No, questo qui è semplicemente “dentro la sua malattia”, sembra che non ci sia per lui altro.

Tanto che, dicevo, Gesù prende l’iniziativa e gli pone quella domanda semplicissima:

«Vuoi guarire?», «Vuoi diventare sano?».

E la stranezza è che questo ammalato non dice: “Sì!”. Che sarebbe la risposta naturale, la più semplice; uno è ammalato da trentotto anni: – “Che cosa vuoi?”. – “Guarire!”.

No, la sua risposta è: «[7] (…) Signore, io non ho nessuno che mi immerga nella piscina quando l’acqua si agita. Mentre infatti sto per andarvi, qualche altro scende prima di me».

Che è come dire: – “Ormai non ci spero più”; – “Vuoi guarire?” – “Non ci spero più!”.

È un uomo che si sente solo, non ha nessuno che lo aiuti, proprio nessuno, neanche un cane che gli stia vicino e lo aiuti nel momento in cui possa averne bisogno.

Anzi, gli altri li vede come un ostacolo: “quando sta per scendere nella piscina c’è qualcun altro che ci arriva prima di lui”, e quindi gli porta via la guarigione. “Gli altri” sono evidentemente un impedimento, questo uomo non vive più il rapporto con gli altri. Attenzione, non lo vive più come un rapporto umano, non vede negli altri delle persone che possono comprenderlo e aiutarlo; l’unica immagine che ne può avere è quella di una opposizione, di un ostacolo, da parte di qualcuno.

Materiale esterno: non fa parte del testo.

PR #7999, opened 2026-07-26
fix(ext): write Jupyter HTML output as UTF-8

Diwak4r:
## Problem

The `_save_html` methods in both Jupyter code executors write HTML cell output using Python's platform-default text encoding:

- `autogen_ext/code_executors/jupyter/_jupyter_code_executor.py` — `path.write_text(html_data)`
- `autogen_ext/code_executors/docker_jupyter/_docker_jupyter.py` — `open(path, "w")`

On Windows the default encoding is the locale codepage (typically cp1252), so saving cell output that contains non-ASCII characters — pandas DataFrame HTML, matplotlib labels, emojis, or any non-Latin text — raises `UnicodeEncodeError` and aborts execution. On POSIX systems with a non-UTF-8 locale the same failure can occur.

## Fix

Pass `encoding="utf-8"` explicitly on both write paths. HTML is conventionally UTF-8, and this matches the existing convention in the sibling executors (`local` and `docker` both already use `encoding="utf-8"` when writing code files).

## How verified

- Confirmed both call sites previously omitted an encoding argument and would fall back to `locale.getpreferredencoding()`.
- Reproduced the class of failure: writing HTML containing non-ASCII with the cp1252 default raises `UnicodeEncodeError`; with `encoding="utf-8"` it succeeds.
- Syntax-checked both modified files. Two-line diff, no behavior change on systems already defaulting to UTF-8.

### DIFF
--- a/python/packages/autogen-ext/src/autogen_ext/code_executors/docker_jupyter/_docker_jupyter.py
+++ b/python/packages/autogen-ext/src/autogen_ext/code_executors/docker_jupyter/_docker_jupyter.py
@@ -275,7 +275,7 @@ class DockerJupyterCodeExecutor(CodeExecutor, Component[DockerJupyterCodeExecuto
         """Save html data to a file."""
         filename = f"{uuid.uuid4().hex}.html"
         path = os.path.join(str(self._output_dir), filename)
-        with open(path, "w") as f:
+        with open(path, "w", encoding="utf-8") as f:
             f.write(html_data)
         return os.path.abspath(path)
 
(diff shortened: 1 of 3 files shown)


Diwak4r:
Hi team! This fix (UTF-8 Jupyter HTML output) is up to date with main and the fork CI checks that ran are green. A maintainer trigger for the full CI would be appreciated, along with a review when convenient. Thanks!

Diwak4r:
Re-requesting review — this PR has been open 30+ days awaiting maintainer review. Pinging to keep it on the radar. (Diwak4r contribution campaign)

Insomma, è così messo dentro la sua malattia, che non sa più nemmeno quello che vuole, che non riesce nemmeno più a desiderare.

Ed è significativo che anche il Vangelo non dia un ritratto così preciso di quest’uomo. Generalmente dico che è un paralitico, perché quel «prendi il lettuccio a va a casa tua», potrebbe corrispondere a qualche altra immagine. Ma il Vangelo non lo dice che tipo di malattia avesse, semplicemente è una malattia che lo legava al suo lettuccio. Ma che cosa avesse non si sa, è un tutto confuso dentro l’esperienza di questa persona; appunto si vede solo la malattia, le qualificazioni più precise sono cancellate.

3.1. Dietro la figura di un malato cronico dovete vedere la psicologia di un malato che ormai non ha più nemmeno il desiderio di guarire

E probabilmente dietro a questa figura dovete vedere la psicologia di un malato cronico che ormai non ha più nemmeno il desiderio di guarire, può capitare anche questo.

È vero che la guarigione è sempre un desiderio fondamentale dell’uomo, perché l’uomo può vivere solo mantenendo aperta la speranza, e quindi mantenendo aperto il desiderio.

Però capita che in alcune situazioni l’uomo nella sua malattia ci fa il “nido”, perché per certi aspetti la malattia è anche una protezione: mi dà la possibilità di non assumermi delle responsabilità, di non dovere vivere dei rapporti che sono anche faticosi delle volte. E dopo un po’ che uno nella malattia c’è, questo atteggiamento può diventare prevalente e togliere o corrodere pian piano il desiderio di vivere, quindi il desiderio di amare, di ascoltare, di parlare, di capire, di entrare in rapporto.

4. Chiediamo al Signore di guarire, però con delle riserve, cioè non disposti a mettere in gioco tutto.

E questo non m’interessa dal punto di vista della malattia fisica perché non è il problema. Però m’intersa dal punto di vista della malattia spirituale, perché questo succede. Succede che noi spiritualmente siamo ammalati: è difficile che uno sia proprio integro e perfetto e sano, e quindi ami l’amore e viva e con perseveranza e con impegno l’amore.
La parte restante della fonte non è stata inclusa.